Jan. 6,
2006
MOORESTOWN FRIENDS SCHEDULES COMMUNITY SERVICE EVENTS TO OBSERVE MARTIN LUTHER KING HOLIDAY
MOORESTOWN, NJ – For the sixth consecutive year, Moorestown Friends School students, faculty and parents will perform community service work together to observe the national Dr. Martin Luther King Jr. holiday, which this year is Mon., Jan. 16. The projects include assembling health kits, making casseroles and desserts, knitting or crocheting afghan squares and preparing birthday bags. New this year will be the assembly of holiday boxes, creation of computer-generated coloring books, and the making wooden toys and stuffed animals.
Volunteers of all ages will gather at 10 a.m. at the school. They will assemble in the Moorestown Friends Meeting House for a Quaker Meeting for Worship in honor of Dr. King, coordinated by student members of the Upper School Martin Luther King Club, before beginning work on the projects in the Dining Hall/Commons and other campus locations.
Lower School students in kindergarten through 4th grade also will present a special assembly, “I Remember Martin,” at 12:45 p.m. Wed., Jan. 18. In 1964, the American Friends Service Committee nominated Dr. King for the Nobel Peace Prize, which he received that year.
The Martin Luther King Day projects will be conducted at activity centers on campus. Each activity has student and parent coordinators.
The health kits will consist of donated items such as toothpaste, toothbrush, shampoo, deodorant, shaving cream, soap, comb, hand cream and socks that will be packaged in two-gallon sized zippered plastic bags.
In addition, volunteers will use the school’s kitchen to make two kinds of casseroles that will serve 12 and will be frozen for future use by New Visions Community Center in Camden.
Some families will make the casseroles at home and bring them to school that day in disposable foil pans. Brownies also will be made.

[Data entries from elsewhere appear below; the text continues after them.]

PR #86, opened 2021-11-25
ref(typing) Add a type for sequences of conditions

evanh:
Create a type alias to use for the sequence of conditions a query can have in
the where or having clause. This has no functional changes, it just reduces the
verbosity of the typing.


snuba_sdk/conditions.py
```diff
@@ -133,17 +133,16 @@ def validate(self) -> None:
...
 @dataclass(frozen=True)
 class Or(BooleanCondition):
     op: BooleanOp = field(init=False, default=BooleanOp.OR)
-    conditions: Sequence[Union[BooleanCondition, Condition]] = field(
-        default_factory=list
-    )
+    conditions: ConditionSet = field(default_factory=list)
+
+
+ConditionSet = Sequence[Union[BooleanCondition, Condition]]
```
vladkluev, line 145: ConditionSet implies uniqueness but this is not a `set`, it's a sequence
```suggestion
ConditionSequence = Sequence[Union[BooleanCondition, Condition]]
```

vladkluev: As a side note, I do find it strange that `BooleanCondition`s and `Condition`s are different things but that's out of scope for this PR

vladkluev (changes requested):
I appreciate the cleanup here a lot but I don't think the name is quite right

PR #89, opened 2021-11-30
fix(precommit) Fix the black check for precommit on M1

evanh:
Unfortunately I haven't figured out why mypy fails in precommit. I might have to wait for the next mypy release.


vladkluev (approved):
thanks! Just one small thing you forgot while testing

New Visions provides both the health kits and the casseroles and desserts to their clients, the homeless and unemployed in Camden. Some health kits also will go to the Interfaith Hospitality Network of Burlington County.
In addition, volunteers will:
- Assemble birthday bags and holiday boxes that will be distributed through the Devereux Foundation, which supports group homes for mentally challenged residents. The bags will include supplies for a birthday celebration, including cake mix, frosting, candles, paper goods, decorations, favors and small handmade presents. The boxes will include decorations and supplies of projects the Devereux residents can make for themselves as occupational therapy for holidays including Halloween, Thanksgiving, Christmas, Valentine’s Day, Spring/Easter and Independence Day.

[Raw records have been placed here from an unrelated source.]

PR #91, opened 2022-01-12
feat: Add Lambdas and Identifiers expressions

evanh:
Add Lambda and Identifier expressions to the syntax. Lambdas can be used to
build anonymous functions in the form (`x`) -> <transformation>. Identifiers
can be used inside the transformation to reference the identifier(s) in the
lambda. These can be used inside functions to support higher order functions
such as arrayMap.

________

```
Function(
    "arrayMap", 
    Lambda(
        ["x"], 
        Function(
            "toString", 
            [Identifier("x")]
        )
    ), 
    Column("some_array")
)
```

### DIFF
--- a/snuba_sdk/function.py
+++ b/snuba_sdk/function.py
@@ -33,7 +33,9 @@ class CurriedFunction(Expression):
     function: str
     initializers: Optional[Sequence[Union[ScalarLiteralType, Column]]] = None
     parameters: Optional[
-        Sequence[Union[ScalarType, Column, CurriedFunction, Function]]
+        Sequence[
+            Union[ScalarType, Column, CurriedFunction, Function, Identifier, Lambda]
+        ]
     ] = None
     alias: Optional[str] = None
 
@@ -79,7 +81,7 @@ class CurriedFunction(Expression):
                 )
             for param in self.parameters:
                 if not isinstance(
-                    param, (Column, CurriedFunction, Function)
+                    param, (Column, CurriedFunction, Function, Identifier, Lambda)
                 ) and not is_scalar(param):
                     assert not isinstance(param, bytes)  # mypy
                     raise InvalidFunctionError(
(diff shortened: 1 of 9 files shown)


MeredithAnya:
@evanh you use `arrayMax` in the PR description, and `arrayMap` in the test functions, did you mean just `arrayMap`? Do those function(s) need to be added to the global allow list?

snuba_sdk/function.py
```diff
@@ -103,3 +105,34 @@ class Function(CurriedFunction):
...
+    name: str
+
+    def validate(self) -> None:
+        if not isinstance(self.name, str) or not identifier_re.match(self.name):
+            raise InvalidLambdaError(f"`{self.name}` is not a valid identifier")
+
+
+@dataclass(frozen=True)
+class Lambda(Expression):
+    identifiers: Sequence[str]
```
nikhars, line 128: Should this be a sequence of Identifier which you defined above?

snuba_sdk/function.py
```diff
@@ -103,3 +105,34 @@ class Function(CurriedFunction):
...
+    transformation: CurriedFunction
+
+    def validate(self) -> None:
+        if not isinstance(self.identifiers, (tuple, list)):
+            raise InvalidLambdaError("identifiers must be a sequence")
+        for i in self.identifiers:
```
nikhars, line 134: If self.identifiers is going to be `Identifier` then you can just call `self.identifiers.validate` here.

evanh:
> @evanh you use `arrayMax` in the PR description (the text not the example), and `arrayMap` in the test functions, did you mean just `arrayMap`? Do those function(s) need to be added to the global allow list?

They are both valid examples, but I changed the description to be consistent.

As for adding to the allowed functions, I didn't think of that. I'll add them.

snuba_sdk/function.py
evanh: No, I deliberately left it a string so that the construction of a Lambda looks like `Lambda(["x", "y"], ...)` instead of `Lambda([Identifier("x"), Identifier("y")], ...)`. It's unnecessary to define the type there since they can't be anything but identifiers.

snuba_sdk/function.py
evanh: I would like to leave them as strings (see above) but also I couldn't call `self.identifiers.validate` directly since that property is a Sequence which doesn't have a validate function.

nikhars (approved):

PR #92, opened 2022-01-27
feat(attribution) Add team and feature tag to API

evanh:
The team and feature tag will be passed in from Sentry and used in Snuba as
attribution metrics. Add them to the API so Sentry can start populating them.

Also do some refactoring of flags in general, to help make it easier to add
different flags in the future.


snuba_sdk/query_visitors.py
```diff
@@ -204,6 +211,8 @@ def _combine(self, query: main.Query, returns: Mapping[str, str]) -> str:
             "dry_run",
             "legacy",
             "parent_api",
+            "team",
```
evanh, line 214: This check is a legit gotcha if you aren't aware of it. I think the way the Query stores flags needs to be refactored to make the logic easier to understand.

snuba_sdk/query_visitors.py
```diff
@@ -335,7 +350,11 @@ def _combine(self, query: main.Query, returns: Mapping[str, str]) -> str:
         if query.legacy:
             body["legacy"] = query.legacy.value
         if query.parent_api:
-            body["parent_api"] = query.parent_api.name
+            body["parent_api"] = query.parent_api.value
+        if query.team:
+            body["team"] = query.team.value
+        if query.feature:
+            body["feature"] = query.feature.value
```
vladkluev, line 357: Something that bothers me about this:

Why are these flags expressions when they're not part of the query? They're attached to the query but then we move it outside the query when we serialize it. Like theoretically you can have a subquery with flags even though that won't be honored (since it doesn't make sense). Why is it done this way?

evanh: It's essentially a consequence of the legacy query and how this SDK was integrated. Since this library was added as a way to replace just the "query" part of the request, I only added one top level object, the `Query`. However it became clear as I was working that this library would also need to be able to handle the extra flags as well, particularly for converting legacy queries into SnQL.

I agree it doesn't make sense and it needs to be refactored. As we've expanded the flags this model makes less and less sense and adds to our tech debt. I think particularly if we make the SDK responsible for building the request body separately from the Query, we can better handle these flags.

vladkluev (approved):
Definitely should get the flags away from the query but not in this PR. That requires the sdk to be the snuba-driver

PR #94, opened 2022-03-04
feat(expression): Add parentheses to alias regex

ahmedetefy:
This PR:
- Adds parentheses to alias regex which is quite helpful to add as in the case of running conditional aggregate in queries over metrics, it is often required to disambiguate the columns returned depending on the aggregation, and the metric name 
- Adds backticks surrounding the alias

As an example, lets say we have a query like 
```
SELECT 
    sumMergeIf((value AS _snuba_value), equals((metric_id AS _snuba_metric_id), 150) AS sum,
    sumMergeIf((value AS _snuba_value), equals((metric_id AS _snuba_metric_id), 149)) As sum
FROM metrics_counters_local
WHERE ....
```
The most convenient way is to disambiguate these two fields in the query results is according to the aggregate and the metric name
If 150 -> session, and 149 -> user, then re-write this query as 
```
SELECT 
    sumMergeIf((value AS _snuba_value), equals((metric_id AS _snuba_metric_id), 150) AS sum(session),
    sumMergeIf((value AS _snuba_value), equals((metric_id AS _snuba_metric_id), 149)) As sum(user)
FROM metrics_counters_local
WHERE ....
```
I have spoken to @evanh about this, and he told me that if Clickhouse supports this (which it does), no reason why we shouldn't support it in our alias regex


evanh (approved):
Can you please add a new version entry to CHANGES.rst, and describe this change. Once this is merged we can release that new version.

PR #101, opened 2022-05-05
chore: Update logo in readme

mattjohnsonpint:
Switch to using the purple Sentry logo in the readme, as the black one does not render well on a black background, which will happen if you are using a dark theme in your GitHub settings.

Since the readme also renders on PyPi, where the system theme is ignored, the purple logo will look good there as well.

Also updated the sentry url to include utm source/medium parameters, as we do on the other repos.

Thanks.

#skip-changelog


mattjohnsonpint:
See also https://github.com/getsentry/sentry/pull/34229 and https://github.com/getsentry/sentry-electron/pull/479#issuecomment-1118755203 for more detail.

onewland (approved):

PR #102, opened 2022-08-12
feat(column): Expand column regex [TET-323]

ahmedetefy:
Expands columns regex to accept "/" and "@"
chars to support MRI formats for column names
such as "d:sessions/duration@millisecond"

Counterpart to https://github.com/getsentry/snuba/pull/3045

### DIFF
--- a/CHANGES.rst
+++ b/CHANGES.rst
@@ -1,6 +1,10 @@
 Changelog and versioning
 ==========================
 
+1.0.1
+------
+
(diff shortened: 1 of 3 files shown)


evanh (approved):
Can you also add a new version entry in CHANGES.md, and we can cut a new release for this change.

Note that there are two other changes tied to this: once we release the new version of the SDK, both Snuba and Sentry will need to be changed to use the new version.

PR #103, opened 2022-09-12
ref: upgrade linters

asottile-sentry:


linter-requirements.txt
```diff
@@ -1,7 +1,6 @@
-black==22.3.0
-flake8==4.0.1
-flake8-import-order==0.18.1
```
asottile-sentry, line 3: this was not enabled, plus `isort` is already fixing / enforcing this so I removed it

.pre-commit-config.yaml
```diff
@@ -27,9 +27,8 @@ repos:
       - id: isort
         name: isort (python)
   - repo: https://github.com/pre-commit/mirrors-mypy
-    rev: 'v0.812'
+    rev: 'v0.971'
     hooks:
     -   id: mypy
-        args: [--config-file, mypy.ini, --ignore-missing-imports]
```
asottile-sentry, line 33: this is the default so I removed it

.flake8
```diff
@@ -1,16 +1,7 @@
 [flake8]
-ignore =
```
asottile-sentry, line 2: extend-ignore is better than ignore since it preserves the default ignore list

.flake8
```diff
@@ -1,16 +1,7 @@
...
-  W503,  // Handled by black (Line break occured before a binary operator)
-  E402,  // Sometimes not possible due to execution order (Module level import is not at top of file)
-  E731,  // I don't care (Do not assign a lambda expression, use a def)
-  B950,  // Handled by black (Line too long by flake8-bugbear)
-  B011,  // I don't care (Do not call assert False)
-  B014,  // does not apply to Python 2 (redundant exception types by flake8-bugbear)
-  N812,  // I don't care (Lowercase imported as non-lowercase by pep8-naming)
-  N804   // is a worse version of and conflicts with B902 (first argument of a classmethod should be named cls)
-max-line-length = 80
-select = N,B,C,E,F,W,T4,B9
```
asottile-sentry, line 15: plugins are enabled by default when installed so I removed this

.flake8
```diff
@@ -1,16 +1,7 @@
...
-exclude=checkouts,lol*,.tox
+extend-ignore =
+  # Handled by black (Whitespace before ':' -- handled by black)
+  E203,
+  # Handled by black (Line too long)
+  E501,
+extend-exclude=checkouts,lol*
```
asottile-sentry, line 7: extend-exclude is better than exclude since it preserves the default exclude list

.flake8
```diff
@@ -1,16 +1,7 @@
 [flake8]
-ignore =
-  E203,  // Handled by black (Whitespace before ':' -- handled by black)
-  E266,  // Handled by black (Too many leading '#' for block comment)
-  E501,  // Handled by black (Line too long)
-  W503,  // Handled by black (Line break occured before a binary operator)
-  E402,  // Sometimes not possible due to execution order (Module level import is not at top of file)
```
asottile-sentry, line 7: ini comments are either `#` or `;` not `//` -- these are actually being interpreted as ignore codes https://flake8.pycqa.org/en/latest/user/configuration.html

evanh (approved):

PR #112, opened 2023-02-14
feat(CapMan): Add tenant_ids to Request object

rahul-kumar-saini:
### Overview
- As part of the Capacity Management project, we want to consolidate "tenant" (or general grouping of a query eg referrer, org_id, etc) information into a single dictionary in the Request
- This would be passed by Sentry to Snuba, which will use this information to manage capacity (or rate limit) in a more organized and methodical fashion
- As of now there are no constraints on what these tenants can be

### DIFF
--- a/CHANGES.rst
+++ b/CHANGES.rst
@@ -1,6 +1,12 @@
 Changelog and versioning
 ==========================
 
+1.0.4
+------
+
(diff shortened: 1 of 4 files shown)


volokluev (approved):

evanh (approved):
Make sure to update CHANGES.md before you release a new version with this.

- Collate computer-generated coloring books that will be included in the Devereux birthday bags.
- Knit or crochet squares that will be made into scarves for clients of New Visions or of the Dooley House in Camden.

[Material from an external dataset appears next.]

PR #113, opened 2023-02-17
fix(CapMan): `tenant_ids` field now optional to support gradual adoption

rahul-kumar-saini:
### Overview
- Making this field required right away makes it so updating the Sentry repo with a new snuba-sdk version creates a huge set of changes which would be very hard to review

- Cut pieces for simple wooden toys that will be bagged into kits with instructions provided for use. These toys will go to Devereux Homes and to New Visions.
- Sew soft stuffed toys that will be given to children of families in need.
The school will accept donations for all the projects through 1 p.m. Fri., Jan. 13.
This is the sixth year that MFS has scheduled community service activities as part of the King Day observance. Typically, over 200 students, parents, faculty and staff members participate in the event.
In addition, some MFS families elect to spend the day on community service work organized through their own houses of worship and other organizations.
Community service is a longstanding part of the curriculum at MFS. It has been an MFS graduation requirement since 1989 that students perform community service, a requirement that now is 50 hours. Acting upon one’s beliefs is consistent with the Quaker foundation of Moorestown Friends School.
The school’s Strategic Plan emphasizes service learning at every level of instruction, beginning with three-year-olds, who bring in canned goods for holiday meals, through the Upper School, which has an active ongoing program of community service including tutoring students, serving meals to the homeless and providing companionship for senior citizens. In the service learning program, students not only do volunteer work, but also are taught the root causes of the problem they are addressing and reflect on possible societal solutions.
Students perform the projects with assistance from the faculty, including Chester Reagan Chair of Quaker Studies Priscilla Taylor-Williams; Judy van Tijn, Upper School Community Service Coordinator; Lower and Middle School Quaker Education Coordinator Lynne Brick and Lower/Middle School Community Service Coordinator Rob Buscaglia.